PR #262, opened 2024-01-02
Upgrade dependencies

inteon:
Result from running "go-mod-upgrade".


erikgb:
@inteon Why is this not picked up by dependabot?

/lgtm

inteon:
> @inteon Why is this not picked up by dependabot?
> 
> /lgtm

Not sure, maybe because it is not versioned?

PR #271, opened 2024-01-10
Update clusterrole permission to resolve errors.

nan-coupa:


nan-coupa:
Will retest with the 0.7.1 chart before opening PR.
* * *
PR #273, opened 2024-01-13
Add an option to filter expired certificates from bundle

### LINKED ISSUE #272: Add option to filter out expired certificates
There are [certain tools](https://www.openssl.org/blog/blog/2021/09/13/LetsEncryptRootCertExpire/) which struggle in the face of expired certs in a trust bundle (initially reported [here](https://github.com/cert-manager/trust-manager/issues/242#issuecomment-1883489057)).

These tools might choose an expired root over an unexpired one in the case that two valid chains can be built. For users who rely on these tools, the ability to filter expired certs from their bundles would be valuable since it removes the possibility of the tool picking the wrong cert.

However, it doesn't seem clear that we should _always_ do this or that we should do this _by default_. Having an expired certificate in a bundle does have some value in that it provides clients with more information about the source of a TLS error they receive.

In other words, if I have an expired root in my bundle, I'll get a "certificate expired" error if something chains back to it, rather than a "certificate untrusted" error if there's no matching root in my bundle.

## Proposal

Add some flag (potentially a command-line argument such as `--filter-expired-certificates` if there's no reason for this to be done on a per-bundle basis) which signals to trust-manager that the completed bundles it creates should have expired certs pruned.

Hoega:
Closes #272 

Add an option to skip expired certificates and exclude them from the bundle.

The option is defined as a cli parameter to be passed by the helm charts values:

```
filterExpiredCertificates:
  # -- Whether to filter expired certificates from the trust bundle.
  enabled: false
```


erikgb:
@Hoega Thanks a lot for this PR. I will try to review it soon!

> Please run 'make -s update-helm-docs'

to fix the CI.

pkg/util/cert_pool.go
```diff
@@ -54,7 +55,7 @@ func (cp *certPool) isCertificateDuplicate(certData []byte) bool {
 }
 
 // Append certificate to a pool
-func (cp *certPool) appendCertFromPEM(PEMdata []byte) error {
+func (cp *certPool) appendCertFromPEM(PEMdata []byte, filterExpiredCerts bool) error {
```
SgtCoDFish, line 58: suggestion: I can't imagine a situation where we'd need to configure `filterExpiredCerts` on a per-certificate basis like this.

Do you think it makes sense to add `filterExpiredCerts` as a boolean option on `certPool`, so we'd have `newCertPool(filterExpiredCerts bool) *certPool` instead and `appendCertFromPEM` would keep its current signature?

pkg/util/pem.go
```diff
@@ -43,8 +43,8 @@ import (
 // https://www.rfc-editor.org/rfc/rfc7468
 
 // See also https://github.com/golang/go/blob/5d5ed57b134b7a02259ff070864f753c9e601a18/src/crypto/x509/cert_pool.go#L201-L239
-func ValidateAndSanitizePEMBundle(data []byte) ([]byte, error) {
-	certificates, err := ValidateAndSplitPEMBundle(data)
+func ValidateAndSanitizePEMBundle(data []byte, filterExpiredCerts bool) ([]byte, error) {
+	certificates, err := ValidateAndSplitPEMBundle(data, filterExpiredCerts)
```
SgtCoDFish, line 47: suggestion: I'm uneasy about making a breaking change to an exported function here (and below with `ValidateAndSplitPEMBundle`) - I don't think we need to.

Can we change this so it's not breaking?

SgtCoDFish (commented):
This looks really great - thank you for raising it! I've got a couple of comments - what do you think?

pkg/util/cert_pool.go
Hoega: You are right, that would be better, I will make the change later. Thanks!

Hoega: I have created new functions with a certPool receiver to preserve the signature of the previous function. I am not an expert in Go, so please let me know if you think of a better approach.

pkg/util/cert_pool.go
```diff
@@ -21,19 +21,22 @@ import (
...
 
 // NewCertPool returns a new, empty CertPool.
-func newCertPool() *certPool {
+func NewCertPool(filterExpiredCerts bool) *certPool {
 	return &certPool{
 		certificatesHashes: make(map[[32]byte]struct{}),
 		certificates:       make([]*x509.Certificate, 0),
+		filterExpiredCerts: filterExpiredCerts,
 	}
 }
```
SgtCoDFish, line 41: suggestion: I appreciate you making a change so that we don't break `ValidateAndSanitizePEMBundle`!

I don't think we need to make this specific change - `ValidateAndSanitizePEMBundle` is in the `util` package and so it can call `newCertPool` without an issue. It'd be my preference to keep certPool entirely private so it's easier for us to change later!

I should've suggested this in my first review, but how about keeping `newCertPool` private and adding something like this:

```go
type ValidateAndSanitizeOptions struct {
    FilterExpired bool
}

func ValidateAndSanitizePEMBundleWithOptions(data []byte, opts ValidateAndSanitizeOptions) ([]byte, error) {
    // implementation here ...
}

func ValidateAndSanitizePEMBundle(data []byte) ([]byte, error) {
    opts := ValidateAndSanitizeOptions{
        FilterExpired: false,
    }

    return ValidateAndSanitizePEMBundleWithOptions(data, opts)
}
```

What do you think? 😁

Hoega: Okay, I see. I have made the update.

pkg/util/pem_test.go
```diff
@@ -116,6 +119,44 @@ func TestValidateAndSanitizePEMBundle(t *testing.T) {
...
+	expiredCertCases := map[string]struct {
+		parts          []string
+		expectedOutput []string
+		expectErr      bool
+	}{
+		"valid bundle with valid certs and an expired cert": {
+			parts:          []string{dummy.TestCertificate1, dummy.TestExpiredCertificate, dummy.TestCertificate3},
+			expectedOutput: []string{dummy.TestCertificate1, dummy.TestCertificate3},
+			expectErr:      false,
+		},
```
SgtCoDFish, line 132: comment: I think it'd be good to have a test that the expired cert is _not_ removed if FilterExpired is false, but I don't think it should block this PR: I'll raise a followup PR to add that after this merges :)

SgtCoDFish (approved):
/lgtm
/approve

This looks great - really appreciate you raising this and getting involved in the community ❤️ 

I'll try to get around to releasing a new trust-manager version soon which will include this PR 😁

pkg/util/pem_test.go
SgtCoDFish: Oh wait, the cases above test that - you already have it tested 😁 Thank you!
--
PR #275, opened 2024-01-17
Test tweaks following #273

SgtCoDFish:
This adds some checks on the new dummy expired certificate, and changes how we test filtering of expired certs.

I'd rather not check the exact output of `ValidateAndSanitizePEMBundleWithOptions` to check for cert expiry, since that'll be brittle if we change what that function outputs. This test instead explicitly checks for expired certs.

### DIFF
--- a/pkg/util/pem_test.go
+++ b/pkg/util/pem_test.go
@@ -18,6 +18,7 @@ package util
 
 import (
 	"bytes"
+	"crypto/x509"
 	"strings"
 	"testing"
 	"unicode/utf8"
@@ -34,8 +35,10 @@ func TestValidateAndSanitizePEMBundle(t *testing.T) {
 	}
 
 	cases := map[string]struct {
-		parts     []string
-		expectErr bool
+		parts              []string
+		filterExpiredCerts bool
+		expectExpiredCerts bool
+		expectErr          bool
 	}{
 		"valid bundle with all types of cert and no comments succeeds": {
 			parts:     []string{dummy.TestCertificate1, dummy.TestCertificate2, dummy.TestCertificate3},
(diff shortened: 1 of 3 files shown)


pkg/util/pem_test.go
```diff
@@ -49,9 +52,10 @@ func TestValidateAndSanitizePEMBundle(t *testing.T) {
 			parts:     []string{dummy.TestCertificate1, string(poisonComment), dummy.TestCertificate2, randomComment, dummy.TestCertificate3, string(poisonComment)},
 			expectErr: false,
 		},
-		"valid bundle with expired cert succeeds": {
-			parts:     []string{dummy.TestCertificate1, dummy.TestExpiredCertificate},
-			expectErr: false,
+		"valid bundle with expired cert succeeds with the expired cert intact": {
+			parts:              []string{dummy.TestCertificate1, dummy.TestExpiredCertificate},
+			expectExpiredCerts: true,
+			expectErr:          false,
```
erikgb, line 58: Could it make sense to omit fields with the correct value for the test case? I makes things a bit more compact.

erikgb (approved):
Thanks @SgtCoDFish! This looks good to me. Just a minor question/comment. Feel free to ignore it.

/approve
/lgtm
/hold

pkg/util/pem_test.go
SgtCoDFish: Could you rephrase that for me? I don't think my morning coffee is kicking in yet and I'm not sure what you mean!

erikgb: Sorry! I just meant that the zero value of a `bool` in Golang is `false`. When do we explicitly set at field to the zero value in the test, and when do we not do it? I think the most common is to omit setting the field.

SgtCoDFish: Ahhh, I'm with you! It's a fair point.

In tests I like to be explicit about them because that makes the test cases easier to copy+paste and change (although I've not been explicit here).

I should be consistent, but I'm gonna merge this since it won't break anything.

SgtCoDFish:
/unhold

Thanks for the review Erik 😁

(EXERCISE PROMPT): Return all lines of the material above in which "erikgb" occurs.

(ANSWER FOR THE TASK):
erikgb:
erikgb:
erikgb, line 58: Could it make sense to omit fields with the correct value for the test case? I makes things a bit more compact.
erikgb (approved):
erikgb: Sorry! I just meant that the zero value of a `bool` in Golang is `false`. When do we explicitly set at field to the zero value in the test, and when do we not do it? I think the most common is to omit setting the field.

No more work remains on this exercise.